Purpose: To describe the posterior airway space and soft tissue changes in patients who received orthodontics and single or dual surgical jaw advancement and to evaluate if there is a correlation between increasing amounts of advancement and long-term reduction in obstructive sleep apnea.
Methods: Records were searched from one oral surgeon and one orthodontist for all patients treated by bilateral sagittal split osteotomy (BSSO) or maxillomandibular advancement (MMA) done in combination with orthodontics. Cephalometric films from pre-treatment, pre-surgery, post-surgery, and final removal of appliances were collected and traced. Pre-surgical and Post-surgical polysomnography results were collected, specifically the apnea-hypopnea indexes (AHI). The patients were recruited to complete a questionnaire and Epworth Sleepiness Scale (ESS) to assess long-term outcomes from treatment. Descriptive statistics were calculated for all cephalometric measurements and the data was analyzed for change from initial to final measurements with significance level set at P < .05. Linear regressions were performed to find estimates for the final OSA outcomes (AHI and ESS) as a function of mandibular advancement.

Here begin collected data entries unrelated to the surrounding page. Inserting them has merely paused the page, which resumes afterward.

PR #3647, opened 2020-08-12
KT-40985 "Remove explicit type arguments" is suggested when type has an annotation

t-kameyama:
https://youtrack.jetbrains.com/issue/KT-40985


dimonchik0036 (approved):
Thanks! https://github.com/jetbrains/kotlin/commit/5e9333773cab661a21f7907b598b1b6a220180c8

PR #3649, opened 2020-08-13
Support .srcjar files as source roots

gharrma:
@udalov @ausatiy let me know what you think. Thanks!

### DIFF
--- a/compiler/cli/src/org/jetbrains/kotlin/cli/jvm/K2JVMCompiler.kt
+++ b/compiler/cli/src/org/jetbrains/kotlin/cli/jvm/K2JVMCompiler.kt
@@ -190,7 +190,7 @@ class K2JVMCompiler : CLICompiler<K2JVMCompilerArguments>() {
                     addCommonSourceFiles(arg)
                 }
 
-                if (File(arg).isDirectory) {
+                if (arg.endsWith(".srcjar") || File(arg).isDirectory) {
                     addJavaSourceRoot(JavaRootPath(arg, args.javaPackagePrefix))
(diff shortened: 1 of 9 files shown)


udalov:
Could you please explain what would be the alternative (and its costs) to having this support built into the Kotlin compiler? So that we would get a clear picture why we are adding and will be supporting this.

gharrma:
Yes, good point.

I think there are two alternatives:

1. We can patch the Kotlin compiler ourselves to include this change.

2. We can unzip .srcjar files to disk before passing them off to the Kotlin compiler, and then delete the unzipped files when finished. This should work fine, it's just somewhat awkward and requires extra disk I/O.

Right now we are using option #1 for Android Lint, since Lint already bundles a custom build of the Kotlin compiler. So the cost is not too high.

As for other teams at Google using Kotlin with Bazel, I'm not sure how they currently deal with .srcjar files. I will reach out to them and see if they want to comment.

udalov:
Thanks! Yes, it'll be very helpful to hear from other teams using Bazel.

Also how does it work for other compilers? E.g. javac probably doesn't support .srcjar files, and so I'd imagine there's some kind of a workaround already which might be reused as is for Kotlin.

udalov:
Closing since there's been no movement on this. Feel free to reopen if it's still relevant. At this point though, I'm leaning more to avoid having this supported in the compiler, and implement this in build tools only, since similar support is likely required for other JVM languages.

gharrma:
Thanks for discussing; I agree this can stay closed.

PR #3650, opened 2020-08-14
FIR: introduce & use various comparators to sort members while de/serialization

jsjeon:
As per https://youtrack.jetbrains.com/issue/KT-20980, it's not easy to remove member sorting in deserialization, which also implies that we need to do member sorting in serialization as a counterpart. To sort members, FE 1.0 uses [MemberComparator](https://github.com/JetBrains/kotlin/blob/master/core/descriptors/src/org/jetbrains/kotlin/resolve/MemberComparator.java) that is based on descriptor rendering. `fir` also has its own element rendering (`FirElement.render(...)`), but it is obvious that such rendering will visit unnecessary parts too. Thus, in this PR, an old-fashioned, tedious, yet less exhaustive comparators are introduced to sort member declarations in `fir`.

Results: Forty-three patients, treated from 1995-2010, were identified for the study. Twenty-nine patients had a complete cephalometric film series. The maxilla and mandible were advanced 5.2 mm and 8.3 mm respectively, with a mean 4 mm increase in posterior airway space. The upper and lower lip protrusion increased by 4.8 mm and 7.6 mm but there was no significant change in relation to the nose-chin line. The soft tissue chin increased by 11.3 mm. Thirty-three patients completed the long-term survey at a mean 6.3 years ± 2.6 (range 2-12 years) after removal of appliances. The majority of patients (90%) reported reduction of their OSA symptoms and were pleased with their facial appearance. 79% of patients would recommend the orthodontic and surgical management of OSA to prospective candidates. 22 patients had initial AHI and final ESS values to assess final ESS score as a function of mandibular advancement. The mandibular advancement regression coefficient was -0.03 statistically and clinically insignificant. Twelve patients had initial and final AHI values to assess final AHI value as a function of mandibular advancement. The regression coefficient of mandibular advancement was 0.05, also statistically and clinically insignificant. No correlation could be found due to the lack of variation of mandibular advancement and limited sample size.
Conclusions: Soft tissue profile characteristics, AP airway dimensions, and skeletal maxillomandibular advancement were significantly increased after MMA. Soft tissue parameters were considerably protrusive but still demonstrate facial harmony. There was no evidence of a linear relationship between greater amounts of mandibular advancement and improvement of OSA outcomes. An advancement threshold could not be evaluated due to the limited sample size. Patients well below the recommended 10 mm advancement had successful objective short-term and subjective long-term reduction in OSA symptoms. Overall, patients were satisfied with their OSA management, facial aesthetics, and would recommend the treatment to others.